We will hire a successfully reintegrated, formerly incarcerated citizen to support our clients while they are still incarcerated and then connect them to reentry services once they are released. We will have a personal relationship with our clients, having assembled their parole packets, met them and their families, and shared their entire life story. This will give us the line of communication and the credibility to provide reentry support that is robust, meaningful, and individually tailored. When a returning citizen has help to find housing, jobs and medical care, their chance of returning to prison plummets. As we are able to show that our clients have a track-record of success, it will in turn make it easier for parole boards to release our future clients, creating a positive feedback loop. 

Our Impact

This program will have important systemic impacts for addressing trauma and violence in Texas communities. Our program will create a community of returning citizens that could, if they wish, eventually support vital local and statewide reforms for people who are incarcerated. There is now a nationwide movement for second chances reforms (reforms that would allow incarcerated people the opportunity to have their sentences reviewed after 10 or 15 years). In Texas, key conservative legislators have championed second chances reforms, but these reforms have not gained enough traction to pass into law. The reforms need humanized success stories and credible advocates. Beyond state legislation, Texas is also in dire need of local initiatives, like improved reentry services, that would serve returned citizens and reduce violence in our communities. To ensure these vital reforms take root, we need to transform how Texans perceive people who are incarcerated and we need to build up a network of formerly incarcerated advocates who can push for these measures. We are optimistic that as our clients go home, we can obtain funding from individual donors to support our clients to advocate for legislative measures, champion vital local reentry services, and give speeches in local communities. 

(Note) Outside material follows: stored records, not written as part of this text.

PR #4387, opened 2023-09-11
Converge resource monitoring interface

geeknoid:
* Revamp the resource monitoring API to eliminate the split between Windows and Linux. There are still some options which are Windows-specific and Linux-specific, but I expect those to be harmonized in a subsequent PR.

* This component has received a lot of changes from a lot of different people over the years, so it has become a bit messy. This PR renames various things to try and bring some sanity.

Note that aside from revamping the extensions to add the components and combining the option types into a single class, there are no functional changes in this PR. It's all lipstick and no pig.

###### Microsoft Reviewers: [Open in CodeFlow](https://portal.fabricbot.ms/api/codeflow?pullrequest=https://github.com/dotnet/extensions/pull/4387)


eng/Diags/SonarAnalyzer.CSharp.yml
```diff
@@ -463,7 +463,7 @@ Diagnostics:
     Attributes:
       general:
         Severity: Warning
-  S1144:
+  S1144:
```
RussKie, line 466: This can be reverted

src/Libraries/Microsoft.Extensions.Diagnostics.ResourceMonitoring/ResourceMonitoringExtensions.cs
```diff
@@ -88,24 +84,114 @@ public static class ResourceMonitoringExtensions
...
+            _ = builder.AddWindowsProvider();
+        }
+        else if (os.Platform == PlatformID.Unix)
+        {
+            _ = builder.AddLinuxProvider();
+        }
+        else
+        {
+            throw new NotSupportedException("Resource monitoring is not supported on this operating system.");
+        }
```
RussKie, line 130: Is there a reason we can't use this for .NET8+ too?

geeknoid: I'm not sure what you mean. Can you restate please?

PR #4392, opened 2023-09-12
Converge resource monitoring interface

geeknoid:
* Revamp the resource monitoring API to eliminate the split between Windows and Linux. There are still some options which are Windows-specific and Linux-specific, but I expect those to be harmonized in a subsequent PR.

* This component has received a lot of changes from a lot of different people over the years, so it has become a bit messy. This PR renames various things to try and bring some sanity.

Note that aside from revamping the extensions to add the components and combining the option types into a single class, there are no functional changes in this PR. It's all lipstick and no pig.

###### Microsoft Reviewers: [Open in CodeFlow](https://portal.fabricbot.ms/api/codeflow?pullrequest=https://github.com/dotnet/extensions/pull/4392)


RussKie:
There are few styling issues. Other than that - 👍

RussKie (approved):

tekian (approved):

src/Libraries/Microsoft.Extensions.Diagnostics.ResourceMonitoring/Internal/ISnapshotProvider.cs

This program can also make a vital national impact. Texas is the most influential state for criminal justice reform in the United States. We all know the saying, “As goes Texas, so goes the nation.” We cannot develop innovative approaches to criminal justice by only focusing on Blue states. We need to innovate in the very place where the need is most profound and where reforms seem, at first glance, the most challenging: Texas and other Deep South states.

The reality is that despite its tough-on-crime stereotype, we know from experience that transformative change is possible in Texas. When criminal-justice reforms happen here, they sweep the nation. For example, Texas Defender Service championed a new science statute that was eventually passed into law by the state legislature. This statute, the first of its kind in the United States, allowed the innocent to revisit their wrongful convictions. Once launched in Texas, this innovation swept across the United States, inspiring similar legislation in other states. The innocence statute is just one example; Texas’s Right on Crime coalition propelled a nationwide, bipartisan movement for criminal-justice reform in the early 2000’s.